In the 26 days leading up to the Boston Marathon on April 21, ESPNBoston.com will share inspiring stories, detail important logistics and go inside the planning for what promises to be an event like no other in the wake of last year's bombings. There are 12 days until the race.
The fact that a deadly act of terrorism occurred at the Boston Marathon was offensive in so many ways, most notably to those who cherish the event. People like four-time champion Bill Rodgers.
However, the fact that it occurred at the marathon means, to Rodgers, that the city will bounce back stronger than ever.
“To me, [the terrorist act] was really just weird, in capital letters and exclamation point, and sad,” Rodgers said. “Because to me, running has always been -- the banner for this year says, ‘We Run Together’ -- but for me that’s what running has always been, and it was always kind of a place where you can go, a refuge in a certain way.
“So yes it’s a race, a competition. For me, that’s how I always use it, but I also like the camaraderie side and I always have that in my life, too.”
That camaraderie is what a veteran like Rodgers has seen at courses and events worldwide. And it is what he knows will pull the masses through.
“Runners are very hard-headed but they also want to live life to the fullest,” he said. “That was what was so sad about what happened, in every instance from the people who died to the people who were very severely injured.
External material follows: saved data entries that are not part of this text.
PR #1631, opened 2019-02-25
xmlrpcpp: fixed invalid zero index as suggested in #1547

cwecht:
This replaces #1547 .


dirk-thomas:
Thanks for the patch.

PR #1635, opened 2019-02-28
rostopic: repeatedly republish message from file

cwecht:
This replaces #1348

### DIFF
--- a/tools/rostopic/src/rostopic/__init__.py
+++ b/tools/rostopic/src/rostopic/__init__.py
@@ -1945,6 +1945,13 @@ def stdin_publish(pub, msg_class, rate, once, filename, verbose):
     else:
         iterator = stdin_yaml_arg
 
+    exactly_one_message = False
+    for _ in iterator():
+        if exactly_one_message:
+            exactly_one_message = False
+            break
+        exactly_one_message = True
+
     r = rospy.Rate(rate) if rate is not None else None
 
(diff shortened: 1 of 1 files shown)


cwecht:
hm, looks like the build-infastructure had an hiccup ...

dirk-thomas:

tools/rostopic/src/rostopic/__init__.py
```diff
@@ -1945,6 +1945,13 @@ def stdin_publish(pub, msg_class, rate, once, filename, verbose):
     else:
         iterator = stdin_yaml_arg
 
+    exactly_one_message = False
+    for _ in iterator():
+        if exactly_one_message:
+            exactly_one_message = False
+            break
+        exactly_one_message = True
```
dirk-thomas: Doesn't this alter the content returned by the iterator in the later loop - in the case of the iterator being `stdin_yaml_arg`?

cwecht: Yes, that's right. The fix makes not much sense for stdin stream anyway, so I limited it to actual files now.

cwecht:
flaky tests again...

cwecht:

dirk-thomas:

Ignoring the flaky test on CI...

pavloblindnology:
substitute_keywords argument isn't used in this scenario.

PR #1636, opened 2019-02-28
roscpp: added missin include path (for bazel workspaces)

### LINKED ISSUE #1548: unable to located ros/common.h with Bazel
some of the source files in this tree include ros/common.h whereas others include common.h. under certain circumstances (I am calling cmake within a bazel workspace, which means my working directory when I call cmake, as well as the directory where build results are written, are separate from the directory containing the source code), builds fail with `can't find file: ros/common.h`.

To fix this issue, I need to add `${CATKIN_DEVEL_PREFIX}/${CATKIN_GLOBAL_INCLUDE_DESTINATION}` as an include dir (e.g. without the `ros` suffix)

I'd be happy to contribute a PR that does one of the following:
1. Standardizes on #include common.h
or 2. Adds both directories as include dirs so both #include ros/common.h and #include common.h will work

Let me know if this is a reasonable thing to do, or if I am missing something altogether. And thanks for maintaining this awesome software :)

cwecht:
This fixes #1548 .


dirk-thomas:
Thanks for creating a PR for the issue.

Ignoring the flaky test.

PR #1637, opened 2019-02-28
rosbag_storage: fixed dangeling if-else

cwecht:
This replaces #1306 (for melodic).


dirk-thomas:
Thanks for re-targeting the patch.

PR #1638, opened 2019-02-28
roscpp/service: use WallTime/WallDuration for waiting

### LINKED ISSUE #1492: service::waitForService stuck in ros::Duration::sleep when use_sim_time true without /clock publisher, because using ros::Duration::sleep instead of ros::WallDuration::sleep
The function service::waitForService in file libros/service.cpp 
uses ros::Duration::sleep instead of ros::WallDuration::sleep,
which leads to the side effect of beeing stuck in ros::Duration::sleep 
under the following conditions:
- use_sim_time is set as ros parameter 
- no simulated time publisher is active (no /clock publisher)
- the service provider is not yet available

This case is significantly critical, when:
- using a nodelet as /clock publisher
- starting nodelet manager and nodelet loader in 1 roslaunch
--> in 99/100 cases everything is fine
--> in  1/100 cases the nodelet loader gets stuck in service::waitForService -> ros::Duration::sleep

Although nodelet is used as an example, the main problem is the usage of ros::Duration::sleep at service client initialization instead of ros::WallDuration::sleep.

Quick Reproduction:
The problem can be quickly reproduced the following way by using the service "load_nodelet" of the nodelet manager as an example:
case A) everything is fine
- first: terminal 1: roscore
- then: terminal 2: rosparam set use_sim_time "true"
- then: terminal 3: rosrun nodelet nodelet manager __name:=nodelet_manager
- then: (wait 1s)
- then: terminal 4: rosrun nodelet nodelet load nodelet_tutorial_math/Plus nodelet_manager __name:=nodelet1 nodelet1/in:=foo _value:=1.1
- then: terminal 5: rosservice call /nodelet_manager/list
==> nodelet is loaded

case B) stuck, no nodelet loaded
- first: terminal 1: roscore
- then: terminal 2: rosparam set use_sim_time "true"
- then: terminal 3: rosrun nodelet nodelet load nodelet_tutorial_math/Plus nodelet_manager __name:=nodelet1 nodelet1/in:=foo _value:=1.1
- then: (wait 1s)
- then: terminal 4: rosrun nodelet nodelet manager __name:=nodelet_manager
- then: terminal 5: rosservice call /nodelet_manager/list
==> no nodelet loaded, empty list

(note: no /clock publisher is active, but ros::Duration::sleep is never executed in case A)

------
------

function
- bool service::waitForService(const std::string& service_name, ros::Duration timeout) 

in file 
- ros_comm/clients/roscpp/src/libros/service.cpp

uses
- ros::Duration::sleep

instead of
- ros::WallDuration::sleep

under the following conditions
- use_sim_time is set as ros parameter 
- no simulated time publisher is active (no /clock publisher)
- the service provider is not yet available

causing critical side effect:
- beeing stuck in service::waitForService -> ros::Duration::sleep

cwecht:
Fixes #1492

### DIFF
--- a/clients/roscpp/src/libros/service.cpp
+++ b/clients/roscpp/src/libros/service.cpp
@@ -88,7 +88,8 @@ bool service::waitForService(const std::string& service_name, ros::Duration time
 {
   std::string mapped_name = names::resolve(service_name);
 
-  Time start_time = Time::now();
+  const WallTime start_time = WallTime::now();
+  const WallDuration wall_timeout{timeout.toSec()};
 
   bool printed = false;
   bool result = false;
@@ -103,17 +104,17 @@ bool service::waitForService(const std::string& service_name, ros::Duration time
     {
       printed = true;
 
-      if (timeout >= Duration(0))
+      if (wall_timeout >= WallDuration(0))
       {
-        Time current_time = Time::now();
+        const WallTime current_time = WallTime::now();
 
-        if ((current_time - start_time) >= timeout)
+        if ((current_time - start_time) >= wall_timeout)
         {
           return false;
         }
       }
 
-      Duration(0.02).sleep();
+      WallDuration(0.02).sleep();
     }
   }
 


dirk-thomas:
Similar to #1543.

Thanks for the patch.

PR #1639, opened 2019-02-28
Fix wrong error handling in migration.

omangin:
self.(old|new)_types is supposed to be a dictionary, not a list which causes failures with cryptic messages

### DIFF
--- a/tools/rosbag/src/rosbag/migration.py
+++ b/tools/rosbag/src/rosbag/migration.py
@@ -281,7 +281,6 @@ class MessageUpdateRule(object):
             self.old_md5sum = self.old_class._md5sum
         except Exception as e:
             if not isinstance(e, self.EmptyType):
-                print("Warning: {}".format(e), file=sys.stderr)
                 traceback.print_exc(file=sys.stderr)
             self.old_types = {}
             self.old_class = None
@@ -294,7 +293,6 @@ class MessageUpdateRule(object):
             self.new_md5sum = self.new_class._md5sum
         except Exception as e:
             if not isinstance(e, self.EmptyType):
-                print("Warning: {}".format(e), file=sys.stderr)
                 traceback.print_exc(file=sys.stderr)
             self.new_types = {}
             self.new_class = None
--- a/tools/rosbag/src/rosbag/migration.py
+++ b/tools/rosbag/src/rosbag/migration.py
@@ -43,6 +43,7 @@ import itertools
 import os
 import string
 import sys
+import traceback
 
 import genmsg.msgs
 import genpy
@@ -280,7 +281,8 @@ class MessageUpdateRule(object):
             self.old_md5sum = self.old_class._md5sum
         except Exception as e:
             if not isinstance(e, self.EmptyType):
-                print("Warning: {}".format(e))
+                print("Warning: {}".format(e), file=sys.stderr)
+                traceback.print_exc(file=sys.stderr)
             self.old_types = {}
             self.old_class = None
             self.old_md5sum = ""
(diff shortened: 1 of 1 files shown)


dirk-thomas:
Please provide more context on the use case where you ran into the problem and steps to reproduce it.

omangin:
Hi @dirk-thomas. Unfortunately I do not know how this module works internally so I cannot provide more context on when this happens except that it happens sometime when `rosbag` attempts some migrations and it gets in the case where `self.old_type == ""`  or `self.new_type == ""` (the code fails to comment on when this occurs) or where any exception is raised by `genpy.dynamic.generate_dynamic(self.old_type, self.old_full_text)`.

You can easily see from the few changes in this PR why the current behavior is buggy:
1.  when the attribute mentioned above is an empty string—which seems to be intended to be a normal situation because the code explicitly handles it—it raises a generic `Exception` which it then catches and ignores,
2. hence, if another issue occurs—which is not expected—it is silently ignored,
3. the handling of any of these exceptions wrongly use a default values for `self.old/new_types` of `[]` while the attributes is expected to hold a dictionary (as returned by `genpy.dynamic.generate_dynamic`). This causes an issue later in the code when the attribute is indexed.

The fix addresses 1. and 2. by using a custom exception to treat differently the expected case and the unexpected exception (which it still ignores but not without a warning). It addresses 3. by using a default value of the expected type.

tools/rosbag/src/rosbag/migration.py
```diff
@@ -271,23 +274,26 @@ def __init__(self, migrator, location):
...
-                raise Exception
+                raise self.EmptyType
             self.old_types = genpy.dynamic.generate_dynamic(self.old_type, self.old_full_text)
             self.old_class = self.old_types[self.old_type]
             self.old_md5sum = self.old_class._md5sum
-        except:
-            self.old_types = []
+        except Exception as e:
+            if not isinstance(e, self.EmptyType):
+                print("Warning: {}".format(e))
```
dirk-thomas: Printing a full traceback might be more helpful (especially if it is unclear when this might happen). Also warnings / errors should go to `stderr`.

tools/rosbag/src/rosbag/migration.py
```diff
@@ -271,23 +274,26 @@ def __init__(self, migrator, location):
...
+                raise self.EmptyType
             self.new_types = genpy.dynamic.generate_dynamic(self.new_type, self.new_full_text)
             self.new_class = self.new_types[self.new_type]
             self.new_md5sum = self.new_class._md5sum
-        except:
-            self.new_types = []
+        except Exception as e:
+            if not isinstance(e, self.EmptyType):
+                print("Warning: {}".format(e))
+            self.old_types = {}
```
dirk-thomas: Is this supposed to set `self.new_types` instead?

dirk-thomas:
> it happens sometime when rosbag attempts some migrations 

Can you please share some reproducible steps where that is the case.

tools/rosbag/src/rosbag/migration.py
omangin: Sure for `stderr`.

Regarding the traceback, I can print it, yes. I was not sure because the previous behavior was to just silently ignore errors. I added the warning to be as close as possible to the previous behavior but I do not have example of when it happens. Maybe it would just be better to only catch the `EmptyType` exception instead.

tools/rosbag/src/rosbag/migration.py
omangin: Indeed, thanks.

omangin:
> Can you please share some reproducible steps where that is the case.

Unfortunately I cannot.

Regarding the print of the backtrace vs not catching the exception, let me know if you want the other solution implemented.

tools/rosbag/src/rosbag/migration.py
dirk-thomas: > Maybe it would just be better to only catch the `EmptyType` exception instead.

That would change / break behavior which would be problematic to be shipped into an existing ROS distro. I think a message with a traceback would be acceptable in terms of noise (with the advantage of actually knowing what failed).

dirk-thomas:
I removed the printing of the exception string since that is already part of the `traceback.print_exc()`: 644aa4e72f3fdfe0ac052daf7da0b0eaa072731c

dirk-thomas:
Thanks for the patch.

(Ignoring the flaky test on CI.)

So I think people do want to do something. They want to take part.”
Rodgers has visited other events that are seen as healers, such as the Oklahoma City Memorial Marathon, which honors those lost in the 1995 bombing there. The message there is to remember the impact of violence, but to utilize the emotion in a positive way.
He understands that the urge for many is to get angry, perhaps get even. But that flies in the face of the runners’ spirit, a non-violent vibe of which he is so proud.
“I do think we all can do something and try and understand terrorism and what happened at the Boston Marathon, and the more we can do that, the more we can deal with it in any way that each of us can try to do,” Rodgers said. “Whether you support people who are running the race, or volunteer, or run the race, or maybe you try to find out what is happening behind the scenes, with the B.A.A.
“For example, it sounds kind of superficial but I don’t think it is superficial, like planting daffodils along the route. That sign of life.”
Rodgers, 66, was hoping to run this year, but a hamstring issue will keep him out of the field. It will not, however, keep him from the race. Rodgers will serve as the marathon’s grand marshal, riding in a pace car ahead of the lead runners.
In his prime, Rodgers kicked his way to a record-setting win in the 1975 Boston Marathon and then won three straight crowns from 1978 to 80. He has been a fixture in the running community ever since, eying the sport as not only a great way to condition oneself physically but to be a part of something so primal, so pure.
“Running is a celebration of life at its most basic, that’s all it is. It’s a simple, simple sport,” he said.
A simple sport will accomplish a significant feat, turning the ultimate negative into a resounding positive. It is a transformation Rodgers has seen many times before.